Exercise objective ->
Restate the following entries exactly, including every line.

Data ->
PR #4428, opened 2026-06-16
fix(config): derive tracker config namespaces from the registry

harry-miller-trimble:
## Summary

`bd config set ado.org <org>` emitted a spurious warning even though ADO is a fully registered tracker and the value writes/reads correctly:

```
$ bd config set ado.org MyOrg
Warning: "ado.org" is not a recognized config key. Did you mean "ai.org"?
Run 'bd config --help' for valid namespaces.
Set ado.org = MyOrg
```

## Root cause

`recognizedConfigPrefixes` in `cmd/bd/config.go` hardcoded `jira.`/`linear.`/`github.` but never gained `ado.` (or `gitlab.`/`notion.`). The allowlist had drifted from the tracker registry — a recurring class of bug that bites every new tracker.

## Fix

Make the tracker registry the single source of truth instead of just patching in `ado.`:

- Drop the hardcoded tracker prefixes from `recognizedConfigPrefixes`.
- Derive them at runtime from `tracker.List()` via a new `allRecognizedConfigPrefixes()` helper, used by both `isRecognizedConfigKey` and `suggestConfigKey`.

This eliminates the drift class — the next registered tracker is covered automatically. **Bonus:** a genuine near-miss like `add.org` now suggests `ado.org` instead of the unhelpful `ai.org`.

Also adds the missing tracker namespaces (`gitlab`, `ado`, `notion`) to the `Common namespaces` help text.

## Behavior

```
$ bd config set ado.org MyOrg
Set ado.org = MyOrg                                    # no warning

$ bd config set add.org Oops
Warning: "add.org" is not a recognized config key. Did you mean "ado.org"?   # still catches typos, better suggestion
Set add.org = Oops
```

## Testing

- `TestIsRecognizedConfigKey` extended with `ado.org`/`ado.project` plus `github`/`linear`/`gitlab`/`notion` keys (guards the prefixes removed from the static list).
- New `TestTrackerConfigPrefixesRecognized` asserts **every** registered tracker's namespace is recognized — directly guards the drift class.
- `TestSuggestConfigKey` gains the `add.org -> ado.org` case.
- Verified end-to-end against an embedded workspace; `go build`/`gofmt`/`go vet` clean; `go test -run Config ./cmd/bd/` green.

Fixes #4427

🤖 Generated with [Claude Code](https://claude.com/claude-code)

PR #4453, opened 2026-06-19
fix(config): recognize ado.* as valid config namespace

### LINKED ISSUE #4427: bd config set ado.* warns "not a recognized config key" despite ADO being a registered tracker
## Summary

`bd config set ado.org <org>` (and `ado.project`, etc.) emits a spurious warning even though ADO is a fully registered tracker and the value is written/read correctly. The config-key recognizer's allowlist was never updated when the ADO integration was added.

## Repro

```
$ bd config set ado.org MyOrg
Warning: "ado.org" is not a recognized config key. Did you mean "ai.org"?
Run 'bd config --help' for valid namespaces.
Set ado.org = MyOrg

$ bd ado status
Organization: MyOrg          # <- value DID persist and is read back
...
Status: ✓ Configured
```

Result for this exercise ->
PR #4428, opened 2026-06-16
fix(config): derive tracker config namespaces from the registry

harry-miller-trimble:
## Summary

`bd config set ado.org <org>` emitted a spurious warning even though ADO is a fully registered tracker and the value writes/reads correctly:

```
$ bd config set ado.org MyOrg
Warning: "ado.org" is not a recognized config key. Did you mean "ai.org"?
Run 'bd config --help' for valid namespaces.
Set ado.org = MyOrg
```

## Root cause

`recognizedConfigPrefixes` in `cmd/bd/config.go` hardcoded `jira.`/`linear.`/`github.` but never gained `ado.` (or `gitlab.`/`notion.`). The allowlist had drifted from the tracker registry — a recurring class of bug that bites every new tracker.

## Fix

Make the tracker registry the single source of truth instead of just patching in `ado.`:

- Drop the hardcoded tracker prefixes from `recognizedConfigPrefixes`.
- Derive them at runtime from `tracker.List()` via a new `allRecognizedConfigPrefixes()` helper, used by both `isRecognizedConfigKey` and `suggestConfigKey`.

This eliminates the drift class — the next registered tracker is covered automatically. **Bonus:** a genuine near-miss like `add.org` now suggests `ado.org` instead of the unhelpful `ai.org`.

Also adds the missing tracker namespaces (`gitlab`, `ado`, `notion`) to the `Common namespaces` help text.

## Behavior

```
$ bd config set ado.org MyOrg
Set ado.org = MyOrg                                    # no warning

$ bd config set add.org Oops
Warning: "add.org" is not a recognized config key. Did you mean "ado.org"?   # still catches typos, better suggestion
Set add.org = Oops
```

## Testing

- `TestIsRecognizedConfigKey` extended with `ado.org`/`ado.project` plus `github`/`linear`/`gitlab`/`notion` keys (guards the prefixes removed from the static list).
- New `TestTrackerConfigPrefixesRecognized` asserts **every** registered tracker's namespace is recognized — directly guards the drift class.
- `TestSuggestConfigKey` gains the `add.org -> ado.org` case.
- Verified end-to-end against an embedded workspace; `go build`/`gofmt`/`go vet` clean; `go test -run Config ./cmd/bd/` green.

Fixes #4427

🤖 Generated with [Claude Code](https://claude.com/claude-code)

PR #4453, opened 2026-06-19
fix(config): recognize ado.* as valid config namespace

### LINKED ISSUE #4427: bd config set ado.* warns "not a recognized config key" despite ADO being a registered tracker
## Summary

`bd config set ado.org <org>` (and `ado.project`, etc.) emits a spurious warning even though ADO is a fully registered tracker and the value is written/read correctly. The config-key recognizer's allowlist was never updated when the ADO integration was added.

## Repro

```
$ bd config set ado.org MyOrg
Warning: "ado.org" is not a recognized config key. Did you mean "ai.org"?
Run 'bd config --help' for valid namespaces.
Set ado.org = MyOrg

$ bd ado status
Organization: MyOrg          # <- value DID persist and is read back
...
Status: ✓ Configured
```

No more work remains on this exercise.